Let , $a,b,c,d \in \Bbb R$ such that $c^2+d^2 \not =0$. Then the Cauchy problem $au_x+bu_y=e^{x+y}$ , $x,y\in \Bbb R$ with $u(x,y)=0 $ on $cx+dy=0$ has a unique solution if
(A) $ac+bd \not=0$.
(B) $ad-bc \not =0$.
(C) $ac-bd\not=0$
(D) $ad+bc \not=0$
Using Lagranges equations we get , $bx-ay=C_1$ and $u-\frac{a}{a+b}e^{x+y}=C_2$. Then the solution becomes $\displaystyle u(x,y)=\frac{a}{a+b}e^{x+y}+\phi(bx-ay)$. Then how I can proceed further to find out the answer.
On
We can write the auxillary equations as:
$$\frac{dx}{a}=\frac{dy}{b}=\frac{du}{e^{x+y}}$$
On solving, we will obtain two equations : $$bx-ay=c_1$$ $$u-\frac{e^{x+y}}{a}=c_2$$
So, an implicit solution will be $$\phi\lgroup bx-ay,u-\frac{e^{x+y}}{a}\rgroup=0$$
We can now write $$u-\frac{e^{x+y}}{a}=F(bx-ay)$$ $$\Rightarrow u=\frac{e^{x+y}}{a} + F(bx-ay)$$
Using the initial conditions $u(x,y)=0$ on $cx+dy=0$ , we have $y=\frac{-cx}{d}$
Substituting, $$u=0=\frac{e^{x-\frac{cx}{d}}}{a} + F(bx+\frac{acx}{d})$$ Simply consider the second part of R. H. S, taking $x$ common and simplifying, we get $$F\lgroup x(\frac{bd+ac}{d})\rgroup$$
Thus, $bd + ac \neq 0$. Hence answer is option (A).

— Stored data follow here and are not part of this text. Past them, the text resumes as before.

PR #1097, opened 2019-06-20
Add roundtrip start/end span logs

mikkeloscar:
This adds span logs for when roundtrip to backend is started and ended. This should enable us to better understand when a backend was called and how long it took to get the response.

Without this log we only see `dial_context` logs in some cases where a new connection has to be established but often we don't see it when a connection is re-used meaning we only see the `stream_Headers` logs when we start to stream the response from the backend back to the client calling skipper.

Example of how this looks:

image

Here the backend has a latency of `50ms`


sarslanhan:
👍

szuecs:
:+1:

At $y=-\dfrac{cx}{d}, u=0$. So $\dfrac{a}{a+b}e^{(d-c)x}+\phi((bd-ac)x)=0$. The first term is always non zero. So $\phi$ must be chosen such that the prescribed condition holds. Equivalently this boils down to $bd-ac\neq 0$.